如此一来,我觉得从某种意义上来说,蚁人的重生还是随机的。如果是对于死掉的那个人而言,他们心中最喜欢的动物是特指的,但是对于仅凭血腥猎杀人的它们来说,回到灵域空间后会变成什么,就跟开盲盒一样。
水墨道,“其实这次行动没什么危险系数,不管它们的重生体是什么,都跟平常动物的攻击性一样,这次练的是心态。”
“怎么说?”我不解。
“你想象一下,一个可爱温顺的小猫向你走过来,然后在你的腿边来回磨蹭,你不能摸它也不能抱它,你要想的是,应该掐死它还是应该直接把它的头拧下来,这是不是看似跟以往的远狩原则有些不一样?”
我点头,“的确难以下手。如果我真杀了那么多没有攻击性,又没有反抗能力的动物,今晚一定会失眠。”

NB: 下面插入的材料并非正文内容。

PR #49, opened 2021-05-11
Config UI

KeeyanGhoreshi:
Adds a collection for the config.  There's no additional UI made for this, since the config is a collection and is being displayed as a regular collection.  The only difference is that you're not allowed to delete config items.  This was built on top of the config branch, so you should be able to see the default contents of the config file in the collection.

### DIFF
--- a/src/ui/components/Collections/Collections.jsx
+++ b/src/ui/components/Collections/Collections.jsx
@@ -101,8 +101,8 @@ const Collections = props => {
           { value: 'secret', label: 'secret', edit: true },
           // NOTE: secret is only used for client_secret_basic auth.
           // see src/utils/client.js : connectToServer for more info
-          { value: 'customScopes', label: 'customScopes', edit: true },
-        //   { value: 'type', label: 'type', edit: false }
+          { value: 'customScopes', label: 'customScopes', edit: true }
+          //   { value: 'type', label: 'type', edit: false }
         ];
         return {
           headers,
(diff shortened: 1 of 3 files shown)


src/ui/components/Collections/Collections.jsx
```diff
@@ -101,9 +101,8 @@ const Collections = props => {
           { value: 'secret', label: 'secret', edit: true },
           // NOTE: secret is only used for client_secret_basic auth.
           // see src/utils/client.js : connectToServer for more info
-          { value: 'customScopes', label: 'customScopes', edit: true },
-          { value: 'type', label: 'type', edit: false }
-        ];
+          { value: 'customScopes', label: 'customScopes', edit: true }
+]        ];
```
blangley28, line 105: Extra `]` here
```suggestion
        ];
```

blangley28 (commented):
Besides that one syntax error this works well. Functionally it does everything we need to but it would be nice if it looked more like a settings menu (i.e. toggles for the true/false values like this https://material-ui.com/components/switches/) instead of just the generic collections screen. 
I know we don't have designs but we could come up with something simple. @dehall what do you think? Or is the ability to edit them enough?

src/ui/components/Collections/Collections.jsx
KeeyanGhoreshi: i wonder why this didn't produce an error and the linter didn't say anything

dehall:
Agreed a more targeted UI would be nice, but I think the ability to edit them is enough for now. Maybe Noranda has some existing designs for settings pages, or we can ask her for something new, and we can make that a new task. This might be useful during the connectathon so I don't want to hold it up too long

PR #50, opened 2021-05-11
Fetch resources in create-report action

dehall:
Fetches resources as specified by the `PlanDefinition.action.input` field on the `create-report` action. Note that this should work when the trigger is a Patient or an Encounter, not sure about other resource types such as Condition yet. 

I used the attached encounter resource, pointing to all our internal FHIR servers, for testing:
[mitre_sample_enc.json.txt](https://github.com/mcode/medmorph-backend/files/6462135/mitre_sample_enc.json.txt)

### DIFF
--- a/src/utils/actions.js
+++ b/src/utils/actions.js
@@ -67,8 +67,83 @@ const baseIgActions = {
     // Through the source client?
     return context;
   },
-  'create-report': context => {
+  'create-report': async context => {
     // the output might define a profile
+    const action = context.action;
+
+    if (action.input) {
+      // input field defines which resource types to include
+
+      for (const input of action.input) {
+        const resourceType = input.type;
+        // ASSUMPTION: only types that are linked to a patient will be included here
+        // so for example Substance resources, which represent a Thing rather than an activity
+        // should not be here
+        const params = [];
+
+        // worth making this a switch instead of if?
+        if (resourceType === 'Patient') {
+          if (context.patient) {
+            // we already added the patient resource directly
+            // (see reporting_workflow:initializeContext)
+            continue;
+          } else {
+            // assume we have context.encounter
+            const patientId = context.encounter.subject.reference;
+            const patient = (await readFromEHR(patientId)).data;
+            context.records.push(patient);
+            // skip the rest of the logic below
+            continue;
+          }
+        } else if (resourceType === 'Encounter') {
+          if (context.encounter) {
+            // we already added the encounter resource directly
+            // (see reporting_workflow:initializeContext)
+            // ASSUMPTION: if given an encounter context,
+            //   we only care about that one, not all encounters
+            continue;
+          } else {
+            // assume we have context.patient
+            params.push(`subject=Patient/${context.patient.id}`);
+          }
+        } else {
+          // TODO: logic to check which resources actually have these fields?
+          // will be necessary if we get away from the simple US core types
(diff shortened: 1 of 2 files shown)


src/utils/actions.js
```diff
@@ -66,8 +66,83 @@ const baseIgActions = {
...
+            // ASSUMPTION: if given an encounter context,
+            //   we only care about that one, not all encounters
+            continue;
+          } else {
+            // assume we have context.patient
+            params.push(`subject=Patient/${context.patient.id}`);
+          }
+        } else {
+          // TODO: logic to check which resources actually have these fields?
+          // will be necessary if we get away from the simple US core types
```
blangley28, line 110: This is a good point. For the connectathon it looks like this is fine but definitely something we should look into (and possibly create a new task for the backlog if required)

src/utils/actions.js
```diff
@@ -66,8 +66,83 @@ const baseIgActions = {
...
+        //   // TODO: what if the server doesn't include profiles or support the search filter?
+        //   params.push(`_profile=${input.profile[0]}`);
+        //   // note also specifying profile may not be ideal
+
+        // eslint-disable-next-line max-len
+        //   // see: https://chat.fhir.org/#narrow/stream/179252-IG-creation/topic/Requiring.20meta.2Eprofile.20be.20populated
+        // }
+
+        const query = resourceType + '?' + params.join('&');
+        const bundle = (await readFromEHR(query)).data;
```
blangley28, line 137: Instead of using `await` in a loop, keep a list of promises then and then call `.all`

blangley28 (changes requested):

src/utils/actions.js
dehall: Created MEDMORPH-121 for this

src/utils/reporting_workflow.js
```diff
@@ -275,6 +275,11 @@ async function executeWorkflow(context) {
     const action = planDef.action.find(a => a.id === currentActionId);
     context.action = action;
 
+    if (action.action) {
+      // connectathon hack - merge everything from the nested action into this one
+      Object.assign(action, action.action[0]);
+    }
+
```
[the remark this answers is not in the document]
dehall: Agree in spirit, but I don't want to be caught unprepared if for any reason the un-fixed PlanDef is still the one they use. I'd rather delete this once the change is published. And in the meantime, this won't break anything else that doesn't use a nested action

blangley28 (approved):
LGTM, testing with an Observation and it was successfully added to the content bundle. One quick thought - we only add to the report to the completed reports table on the "complete-report" action. For the connectathon it would be nice to have this populated. We could either:
1. Insert it on submit and complete reporting
2. Ask Dragon to add "complete-reporting" action to the PlanDefinition. I'm not sure what other people do during this step but it kind of sounded like every PlanDefinition should end with this anyway.

dehall:
Yeah I noticed that too. Based on the list of action codes it would seem like that one should always be last, but it's not specifically called out as necessary anywhere: https://build.fhir.org/ig/HL7/fhir-medmorph/provisioning.html 

It's a few more clicks, but for something like the connectathon where we probably won't have dozens of reports, I'm fine with just clicking through the Reporting table to find the submitted bundle

danlee1025 (approved):

PR #55, opened 2021-05-17
normalize urls when compared

KeeyanGhoreshi:
This introduces the `normalizeUrl` library to the backend.  Any instance of URLs being compared has been replaced with the `compareUrls` function which normalizes the urls before they're compared.  This should ensure consistency.  The normalize function does produce an error when it's fed a bad URL, and I was considering adding a try/catch, but there shouldn't be a situation (outside of the `storeRequests` function) where it's fed a bad url.

### DIFF
--- a/src/storage/logs.js
+++ b/src/storage/logs.js
@@ -2,6 +2,7 @@ const db = require('./DataAccess');
 const { LOGS, ERRORS, REQUESTS, NOTIFICATIONS } = require('./collections');
 const debugConsole = require('debug');
 const { v4: uuidv4 } = require('uuid');
+const normalizeUrl = require('normalize-url');
 
 function debug(location) {
   return message => {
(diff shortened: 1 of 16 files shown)


src/storage/logs.js
```diff
@@ -45,10 +46,18 @@ function storeRequest(request) {
   if (modifiedBody.password) {
     delete modifiedBody.password;
   }
+  let url = '';
+  try {
+    // some request urls can't be normalized and
+    // throw an error
```
blangley28, line 52: Which ones? Is this a potential issue for compareUrl?

blangley28 (approved):
Looks good. I don't the the extension urls needs to normalized but that shouldn't cause any issues

src/storage/logs.js
KeeyanGhoreshi: requests to the medmorph backend itself come in as relative, and the normalize function fails on "urls" like `/index`.  We don't use compareUrl anywhere this would be an issue, though.

dehall (approved):

PR #58, opened 2021-05-26
Refactor FHIR Collections

blangley28:
Refactor FHIR collections to move resources to its own property. Since this touches so many different pieces I will need help stress testing it. I started testing a bunch of different workflows and caught some errors but I wouldn't be surprised if I missed one or two places.

### DIFF
--- a/src/handlers/crudHandler.js
+++ b/src/handlers/crudHandler.js
@@ -46,13 +46,13 @@ function updateHandler(collectionName, req, res) {
 }
 
 function deleteHandler(collectionName, req, res) {
-  let resource;
+  let entryToDelete;
   if (req.query.id) {
-    resource = db.select(collectionName, r => r.id === req.query.id)[0];
+    entryToDelete = db.select(collectionName, r => r.id === req.query.id)[0];
     db.delete(collectionName, r => r.id === req.query.id);
   } else if (req.query.fullUrl) {
     const fullUrl = base64url.decode(req.query.fullUrl);
-    resource = db.select(collectionName, r => compareUrl(r.fullUrl, fullUrl))[0];
+    entryToDelete = db.select(collectionName, r => compareUrl(r.fullUrl, fullUrl))[0];
     db.delete(collectionName, r => compareUrl(r.fullUrl, fullUrl));
   } else {
     res.send('Must include id or fullUrl').status(StatusCodes.BAD_REQUEST);
@@ -61,9 +61,9 @@ function deleteHandler(collectionName, req, res) {
 
   // Also delete subscription from EHR
   if (collectionName === SUBSCRIPTIONS) {
-    deleteSubscriptionFromEHR(resource.resource);
+    deleteSubscriptionFromEHR(entryToDelete.resource);
   } else if (collectionName === PLANDEFINITIONS) {
-    const subscriptions = getSubscriptionsFromPlanDef(resource.fullUrl);
+    const subscriptions = getSubscriptionsFromPlanDef(entryToDelete.fullUrl);
 
     // Delete all subscriptions associated with plan definition
     subscriptions.forEach(subscription => {
--- a/src/handlers/crudHandler.js
+++ b/src/handlers/crudHandler.js
@@ -61,13 +61,13 @@ function deleteHandler(collectionName, req, res) {
 
   // Also delete subscription from EHR
   if (collectionName === SUBSCRIPTIONS) {
-    deleteSubscriptionFromEHR(resource);
+    deleteSubscriptionFromEHR(resource.resource);
   } else if (collectionName === PLANDEFINITIONS) {
     const subscriptions = getSubscriptionsFromPlanDef(resource.fullUrl);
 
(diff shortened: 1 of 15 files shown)


KeeyanGhoreshi (commented):
Trying to edit the fullUrl of PlanDefinition throws `TypeError: Cannot read property 'id' of undefined`, and continues to error and crash after reloading and trying to view the PlanDefinition collection in the UI

src/ui/components/Collections/CollectionRow.jsx
```diff
@@ -44,6 +47,7 @@ function CollectionRow(props) {
     // the event is a custom object returned from
     // JSONInput, not a regular event
     if (event.jsObject) {
+      console.log(event.jsObject);
```
dehall, line 50: Stray console.log here

src/handlers/crudHandler.js
```diff
@@ -61,13 +61,13 @@ function deleteHandler(collectionName, req, res) {
 
   // Also delete subscription from EHR
   if (collectionName === SUBSCRIPTIONS) {
-    deleteSubscriptionFromEHR(resource);
+    deleteSubscriptionFromEHR(resource.resource);
```
dehall, line 64: Maybe the variable name shouldn't be resource if it's not actually a FHIR resource. I'd propose `entry` or `resourceWrapper` or just `deletedItem` because that's how it's being used, a link back to the item that was deleted.

src/ui/components/Collections/CollectionRow.jsx
```diff
@@ -27,11 +28,13 @@ function CollectionRow(props) {
...
     headers.forEach(header => {
       if (!header.viewOnly) {
-        bundle[header.value] = state[header.value];
+        const value = state[header.value];
+        if (value) bundle[header.value] = value;
       }
     });
 
-    axios.put(`/collection/${selectedCollection}?id=${bundle.id}`, bundle).then(() => {
+    const query = bundle.id ? `id=${bundle.id}` : `fullUrl=${base64url(bundle.fullUrl)}`;
```
dehall, line 36: I'm not clear on why this changed. Are there cases where we don't have an id?

KeeyanGhoreshi (changes requested):
~~When you change the criteria on a subscription, in the JSON editor, it modifies the state such that the internal `resource` field on the object gets updated, but the entirety of the `resource` object's fields get pulled up into the top level.~~

~~The display prefers the top-level version, so it doesn't update visually.~~

src/ui/components/Collections/CollectionRow.jsx
blangley28: I don't think it was correct before. IDs are not unique for our FHIR collections. The backend crud handler supported fullUrl query params but the UI wasn't using them

KeeyanGhoreshi:
Ignore my previous comment, my db had old un-refactored resources in it

src/ui/components/Collections/Collections.jsx
```diff
@@ -143,7 +143,9 @@ const Collections = props => {
         headers = [
           { value: 'id', label: 'id', edit: false },
           { value: 'fullUrl', label: 'fullUrl', edit: true },
-          { value: 'criteria', label: 'criteria', edit: true },
+          { value: 'criteria', label: 'criteria', edit: false },
```
KeeyanGhoreshi, line 146: `edit: false` doesn't mean you can't define it when you make the resource.  If you click "add new" and make a new subscription, you can define the criteria but it gets put at the top level, instead of in the `resource`.  This would be a `viewOnly` field like the server icon:

`{ value: 'icon', label: '', edit: false, viewOnly: true }`

src/ui/components/Collections/Collections.jsx
```diff
@@ -143,7 +143,9 @@ const Collections = props => {
...
+          { value: 'server', label: 'location', edit: false },
+          { value: 'timestamp', label: 'last updated', edit: false },
```
KeeyanGhoreshi, line 148: same problem with timestamp as above, when you make a new resource this field should be automatically filled out.

KeeyanGhoreshi (changes requested):

src/ui/components/Collections/Collections.jsx
blangley28: Also added to PlanDefinition `name`

src/handlers/crudHandler.js
blangley28: renamed to `entryToDelete`

KeeyanGhoreshi:
This isn't necessarily something this PR needs to fix, but if you create a new subscription in the UI, don't include a `fullUrl`, and save it, then attempt to restart the backend, it will fail.

blangley28:
Update the headers to add an optional `required` param. This way the UI checks and will not persist the update if a required field is empty. Shows the error in a small snackbar alert.

KeeyanGhoreshi (approved):

dehall (approved):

“光这样就会失眠了?”水墨道,“二重体都让你这么煎熬,那接下来的一重体怎么办?”
“一重体?”我顿了顿,问道,“蚁人要杀两次?”
“聪明!”水墨道,“蚂蚁,人类,动物,这三个身份是在它们体内重合的。蚂蚁和人类是它们的一重体,动物是它们的二重体。二重体死后,它们会以人形现身,就是被它们吞食的那个人的样貌,挖出它们的心脏,这事就算完了。”
我不敢相信的看着水墨,“杀人挖心?”我全身的毛孔都在抗拒。
“挖心说对了,杀人?它们已经算不上是人了。而且一重体是有攻击性的,你不杀它,它就会来杀你。”
远狩那么多次,从来没想过要去做挖人心的事。豪猪是我遇到的唯一有人形的恶灵,那次我掏出了它们的心脏,但也是在它们灵态的时候掏的。如果当时它们是以人形站在我面前,我是绝对不会有勇气做出那样的事的。
卓憬在后面冒了个头,“白一,你看到的不过是一具有攻击性的尸体,不解决掉留着干嘛?”